Our aim it to get ourselves some chooks soon, so right now I’m researching chook breeds. We don’t want commercial hybrids like Isa Browns, the same way I don’t want commercial hybrid fruits and veggie seeds, so I’m looking into heritage and rare breed chooks. I’m partial to something interesting, a chook with a bit of colour.

There are so many different breeds! I didn’t realise I’d have so much choice! So far breeds I’m considering are: Faverolle, Dorking, Ancona, Plymouth Rock, Lakenvelder, Australorp, Andalusian, Barnevelder, Houdan, Minorca, Orpington, Light Sussex, Welsummer and Wyandotte. However, I’ve not been through all the breeds yet, and I’m not sure if all these breeds are available in Australia.

To help with making a choice I am in the midst of constructing a table listing all the points that are important to me, trying to gather most of my resources from Australia, considering that is where we live. It’s quite a big affair. I’ll publish it at some point, when it’s mostly compplete, with hopefully a list of the chooks we chose.

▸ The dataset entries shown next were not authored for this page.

PR #16, opened 2022-10-05
Qualify 32-bit vs 64-bit CHERI-RISC-V maturity.

bsdjhb:
This is in response to an open comment @arichardson had on the earlier de-MIPS PR, but this paragraph was also missed in that PR and needs updating one way or another.

### DIFF
--- a/chap-architecture.tex
+++ b/chap-architecture.tex
@@ -36,8 +36,9 @@ Our current instantiations within concrete ISAs are:
   implementations, adaptations of our CheriBSD and CheriFreeRTOS operating
   systems, Clang/LLVM/LLD toolchain, GDB debugger, and application suite.
 
-  We expect continuing disruptive modification to this ISA mapping, including
-  reencoding of many key instructions, as it transitions to a more mature
+  We aim to propose 64-bit CHERI-RISC-V as a RISC-V extension with
+  minimal adjustments.  We consider 32-bit CHERI-RISC-V less mature
+  and expect future disruptive modifications as it transitions to a more mature
   status.
 
 \item[Arm Morello] is an experimental instantiation created by Arm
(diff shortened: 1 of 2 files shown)


brooksdavis:
Seems reasonable to me.

arichardson (approved):

chap-architecture.tex
```diff
@@ -36,8 +36,9 @@ \section{Architectural Instantiations of CHERI Protection}
   implementations, adaptations of our CheriBSD and CheriFreeRTOS operating
   systems, Clang/LLVM/LLD toolchain, GDB debugger, and application suite.
 
-  We expect continuing disruptive modification to this ISA mapping, including
-  reencoding of many key instructions, as it transitions to a more mature
+  We aim to propose 64-bit CHERI-RISC-V as a RISC-V extension with
+  minimal adjustments.  We consider 32-bit CHERI-RISC-V less mature
+  and expect future disruptive modifications as it transitions to a more mature
```
rwatson, line 41: I’m good with committing this text, but it would be worth thinking about whether an example or two here would help explain why we think that -- e.g., that the capability encoding would ideally provide more bounds precision, and perhaps invest fewer bits in permissions.

rwatson (approved):

chap-architecture.tex
bsdjhb: I have added a small paragraph in the RISC-V chapter that tries to explain this a bit further including the specific examples you gave.

chap-cheri-riscv.tex
```diff
@@ -109,6 +109,14 @@ \subsection{Target RISC-V ISA Variants}
 We also describe extensions to RVS, the supervisor extension defined in the
 privileged portion of the ISA.
 
+We view 64-bit CHERI-RISC-V as a mature specification suitable for
+consideration as an official RISC-V extension.  However, we feel that
```
rwatson, line 113: I wonder if this is slightly strong, and we want to suggest that our current specification is suitable as a starting point or input for standardisation?

bsdjhb: Yes, this is a tad strong.  I do think we want the two paragraphs changed in this PR to be consistent.  I also think we want to not make it too weak either.

PR #21, opened 2022-10-31
Rename Permit_CInvoke to Permit_Invoke.

### LINKED ISSUE #20: PERMIT_CINVOKE should be PERMIT_INVOKE for consistency

bsdjhb:
This is more consistent with, for example, Permit_Seal gating use of CSeal.

Fixes #20

### DIFF
--- a/preamble.tex
+++ b/preamble.tex
@@ -380,7 +380,7 @@
 \makeatother
 \makecapperm{ASR}{Access\_System\_Registers}
 \makecapperm{Cid}{Set\_CID}
-\makecapperm{CInvoke}{CInvoke}
+\makecapperm{Invoke}{Invoke}
 \makecapperm{L}{Load}
 \makecapperm{LC}{Load\_Capability}
 \makecapperm{S}{Store}
@@ -391,6 +391,10 @@
 \makecapperm{X}{Execute}
 % No Permit_, so always use starred form even if not given
 \makecapperm*{G}{Global}
+\makeatletter
+% Legacy until Sail is updated for Perm_Invoke
+\ea\ea\ea\let\csname @capperm@\detokenize{Permit\_CInvoke}\ea\endcsname\csname @capperm@\detokenize{Permit\_Invoke}\endcsname
+\makeatother
 
 \makeatletter
 \newcommand{\@insnlabelname}[2]{insn:#1:#2}
--- a/app-cheri-128.tex
+++ b/app-cheri-128.tex
@@ -251,7 +251,7 @@ architectural bit\# & \cmuperms{} bit\#& Name \\
 \cperms{}[5] & 5 & \cappermSC \\
 \cperms{}[6] & 6 & \cappermSLC \\
 \cperms{}[7] & 7 & \cappermSeal \\
-\cperms{}[8] & 8 & \cappermCInvoke \\
+\cperms{}[8] & 8 & \cappermInvoke \\
 \cperms{}[9] & 9 & \cappermUnseal \\
 \cperms{}[10] & 10 & \cappermASR \\
 \cuperms{}[15--18] & 11--14 & Software-defined permissions \\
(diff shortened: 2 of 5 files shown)


jrtc27:
This will screw up the styling of Permit_CInvoke in the saildoc-generated descriptions; preamble-saildoc-macros has some magic to turn any `\textbf{Foo}` into `\@capperm@Foo` if such a macro exists, so if you rename the CInvoke macro that'll stop rewriting the CInvoke instances and leave them as bold rather than small caps.

bsdjhb:
Hmm, I checked the Sail for the CInvoke instruction and it seems to have both permit_cinvoke and permit_execute (the only permissions checked for that instruction) rendered the same.  All lower-case without any formatting.

bsdjhb:
(I do think though this does mean that the Sail model needs to change as well for the rename?)

jrtc27:
image
That's how the latest main GitHub Actions-built PDF looks

bsdjhb:
Ah, I looked at the actual Sail, not the exceptions prose below it.  I don't think I can easily remap @capperm@Permit\_CInvoke to Permit_Invoke text (and it wouldn't match the raw Sail), so I just defined both permissions for now.

jrtc27:
> Ah, I looked at the actual Sail, not the exceptions prose below it. I don't think I can easily remap @capperm@Permit_CInvoke to Permit_Invoke text (and it wouldn't match the raw Sail), so I just defined both permissions for now.

`\let\@capperm@Permit_CInvoke\@capperm@Permit_Invoke` (under `\makeatletter`) should do it

bsdjhb:
It seems to not like the second '@':

```
./preamble.tex:397: LaTeX Error: Missing \begin{document}.

See the LaTeX manual or LaTeX Companion for explanation.
Type  H <return>  for immediate help.
 ...                                              
                                                  
\GenericError  ...                                
                                                  \endgroup 
<to be read again> 
                   C
l.397 \let\@capperm@Permit_C
                            Invoke\@capperm@Permit_Invoke 
```

It is under `\makeatletter` in the source:

```
% No Permit_, so always use starred form even if not given
\makecapperm*{G}{Global}

\makeatletter
% Legacy until Sail is updated for Perm\_Invoke
\let\@capperm@Permit_CInvoke\@capperm@Permit_Invoke
```

I tried various incantations of using `\csname` around the names instead but those did not work either

jrtc27:
Bah underscores... maybe a better way to do it but this works:
```
diff --git a/preamble.tex b/preamble.tex
index 0eb1334..aca62de 100644
--- a/preamble.tex
+++ b/preamble.tex
@@ -381,8 +381,6 @@
 \makecapperm{ASR}{Access\_System\_Registers}
 \makecapperm{Cid}{Set\_CID}
 \makecapperm{Invoke}{Invoke}
-% Legacy until SAIL is updated for Perm\_Invoke
-\makecapperm{CInvoke}{CInvoke}
 \makecapperm{L}{Load}
 \makecapperm{LC}{Load\_Capability}
 \makecapperm{S}{Store}
@@ -393,6 +391,10 @@
 \makecapperm{X}{Execute}
 % No Permit_, so always use starred form even if not given
 \makecapperm*{G}{Global}
+\makeatletter
+% Legacy until SAIL is updated for Perm\_Invoke
+\ea\ea\ea\let\csname @capperm@\detokenize{Permit\_CInvoke}\ea\endcsname\csname @capperm@\detokenize{Permit\_Invoke}\endcsname
+\makeatother
 
 \makeatletter
 \newcommand{\@insnlabelname}[2]{insn:#1:#2}
```

preamble.tex
```diff
@@ -393,6 +393,9 @@
 \makecapperm*{G}{Global}
 
 \makeatletter
```
jrtc27, line 395: Eh, I deliberately kept it in a separate \makeatletter/\makeatother pair as it's unrelated to the commands that follow but I guess this is ok for something that *should* be short-lived

jrtc27 (approved):

preamble.tex
bsdjhb: Hmm, I could do that, doesn't hurt.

We don’t have a chook shed yet, nor do we have a chook dome for our planned circle gardens, but we have come to an arrangement with our neighbours. They have an empty chook shed and yard and hadn’t decided whether or not they would get chooks, so I proposed us getting some chooks and keeping them in their chook shed and sharing the eggs. They’re doing up their chook shed even as I write this! We won’t be ready to have chooks in our mandala garden system for quite some time yet and I am so sick of buying supermarket ‘free range’ eggs where my idea of free range of chooks roaming around in big paddocks is not necessarily the reality.

Something I found really interesting was how different the yellow of the eggs are from true free ranged chooks to the free range ones I’ve been buying from the supermarket. I saw the hard boiled yolks of a friends free ranged hens eggs and they were almost a curry yellow green in colour. At first I thought they were curried eggs, but no, it’s because these chooks free range. My supermarket free range eggs are not that yellow when hard boiled! Apparently it has something to do with the amount of fresh greens the chooks get!

Interesting colour is an important factor in choosing our chooks, but it’s not the only one. Mostly we want fresh eggs, so we want chooks that are decent layers, and we want chooks that are nice meat birds too as we plan on eating any roosters we get. We also want chooks that are placid, not flighty or aggressive. They need to be hardy too. We get 40 degree days here in summer, thankfully not regularly, and in winter, at night, it can get  down to -5! So the girls are going to need to be able to cope with both the heat and the cold.